- TASK DATA:
PR #299, opened 2025-01-09
feat: added trusted hosts necessary for istio ambient

sgettys:
## Description
adds trusted host for istio ambient with ztunnel ("*.pepr-uds-core-watcher.pepr-system.svc.cluster.local") and istio ambient with waypoint ("*.keycloak.svc.cluster.local")

Ambient traffic with only ztunnel will show as coming from the pepr pod directly since it only does L4 routing and connects directly to the Keycloak pod. Ambient traffic when Waypoint is deployed for Keycloak shows as originating from the Keycloak Waypoint proxy.

## Related Issue

Fixes #

Relates to #

## Type of change

## Checklist before merging


src/realm.json
UnicornChance, line 1: This looks good! Can we also add this to the [test realm.json](https://github.com/defenseunicorns/uds-identity-config/blob/main/src/test/cypress/realm.json) file ( for parity reasons ).

UnicornChance (approved):
LGTM

mjnagel (commented):
I think this makes sense and shouldn't hurt anything, but we may need to try and find a way to do this on an upgrade (the realm is only imported at install), potentially with Terraform + manual upgrade docs (two options). That could be a follow on PR if we want though.

UnicornChance:
That's a good call i didn't consider @mjnagel. [This](https://github.com/defenseunicorns/uds-identity-config/blob/main/docs/reference/UDS%20Core/IdAM/upgrading-versions.md) is where we've been documenting upgrade steps that require manual intervention, if we go that route.

slaskawi:
Added documentation

UnicornChance (approved):
LGTM

PR #336, opened 2025-02-11
feat: force re-login after changing credentials

### LINKED ISSUE #329: enable forced login upon password reset
### Is your feature request related to a problem? Please describe.
In [KC 26.1.1](https://github.com/defenseunicorns/uds-identity-config/pull/327) a new authenticator is enabled for forcing a user to login after a successful reset of their password.

At the moment, if a user resets their password they are automatically logged in. In a few usescases this presents a problem if that user shouldn't be using email/password credentials to login.

Currently this has been mitigated by disabling the ability to reset the password, but an additional defense in depth option would be beneficial here. This will probably be tied into the existing [authentication flow customization toggles](https://github.com/defenseunicorns/uds-identity-config/blob/main/docs/dev/authentication-flow-toggle-maps.md)

I believe at all times this should be enabled and should also be exposed ( undocumented to mitigate its overuse, since it's not recommended )  as an override.

slaskawi:
## Description

This Pull Request forces users to re-login after they change their credentials. 

More info: https://www.keycloak.org/docs/latest/release_notes/index.html#new-option-in-send-reset-email-to-force-a-login-after-reset-credentials

Since this is a low-priority hardening change, I skipped writing automated tests for it. 

## Related Issue

Fixes #329

## Type of change

## Checklist before merging

### DIFF
--- a/src/realm.json
+++ b/src/realm.json
@@ -2417,6 +2417,7 @@
                     "userSetupAllowed": false
                 },
                 {
+                    "authenticatorConfig": "reset-credentials-email",
                     "authenticator": "reset-credential-email",
                     "authenticatorFlow": false,
                     "requirement": "REQUIRED",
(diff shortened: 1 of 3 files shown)


src/realm.json
```diff
@@ -2896,6 +2897,13 @@
             "alias": "main",
             "config": {}
         },
+        {
```
slaskawi, line 2900: It seems I need to implement the same changes in `src/test/cypress/realm.json`

UnicornChance: Yeah, this looks good. Thanks for adding the upgrade docs! My only comment is adding this in the test realm as well ( like you said ).

slaskawi: Done!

- TRY IT:
Give the number of lines above that hold "mjnagel", with no other words.

- RESULT OF THE EXERCISE:
2